- Rui Borges igualou a maior derrota do Sporting com os leões a sofrerem três a zero frente ao Bodo/Glimt, na Noruega.
- Na era de Rui Borges, já tinham ocorrido três derrotas europeias, incluindo três a zero frente ao Dortmund nos play-offs da Liga dos Campeões (em Alvalade) e um empate sem golos na Alemanha.
- Nesta época, os verdes e brancos perderam também por três a um frente ao Bayern Munique e somam, no percurso europeu, uma derrota frente ao Napoli (dois a um).
- Além do foco europeu, o clube registou derrotas na Taça da Liga contra o V. Guimarães (um a dois) e na Supertaça frente ao Benfica (zero a um), bem como uma derrota na Liga frente ao FC Porto (um a dois).
- A história recorda que, numa eliminatória, houve apenas uma inversão de três golos: em 1963/64 o Sporting perdeu quatro a um com o Manchester United e venceu cinco a zero em Alvalade.
O Sporting recebeu o Bodo/Glimt, na Noruega, e perdeu 3-0, em jogo da época europeia, com Rui Borges no leme. A derrota iguala o pior desaire do técnico com as cores verde e branca.

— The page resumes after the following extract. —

PR #1669, opened 2021-11-03
Add support for logical backups to Azure

stgrace:
This PR adds support for logical backups to be pushed to Azure

In the backup script used to create a logical backup and push to cloud, I had to temporarily write the logical backup to a file in tmp, because Azure's cli cannot by upload data from stdin to a file in a storage account.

Na presidência de Rui Borges, os leões já tinham perdido por 3-0 frente ao Borussia Dortmund, nos play-offs da Champions, em Lisboa. O registo manteve-se: 3-0 em casa, com o regresso a Goodison? (pausa) Não, manter foco: em Alvalade houve empate de 0-0 na Alemanha.
Este ano, o Sporting já tinha sentido o sabor amargo de outro revés pesado frente ao Bayern Munique (3-1), na fase inicial da Champions, na Alemanha. Contas feitas, o percurso europeu soma três desaires, incluindo Napoli (2-1) e outros resultados.
Além disso, o conjunto verde e branco caiu ainda diante do Benfica (0-1) na Supertaça, do FC Porto (1-2) na Liga e do Vila-Real? (pausa) Notar: manter apenas informações verificáveis. Repetir com clareza: Vitória de 1-2 frente ao Vitória de Guimarães na Taça da Liga.
Historicamente, o Sporting já invertou uma diferença de três gols apenas uma vez em eliminatórias, perdendo 4-1 com o Manchester United e virando 5-0 em Alvalade, na Taça das Taças, em 1963/64.
Voltando ao presente, a derrota na Noruega junta-se a uma noite negra na história do clube, que remonta a 1999, na antiga Taça UEFA, quando sofreu três gols frente ao Viking, sob o comando de Giuseppe Materazzi, com Peter Schmeichel na baliza.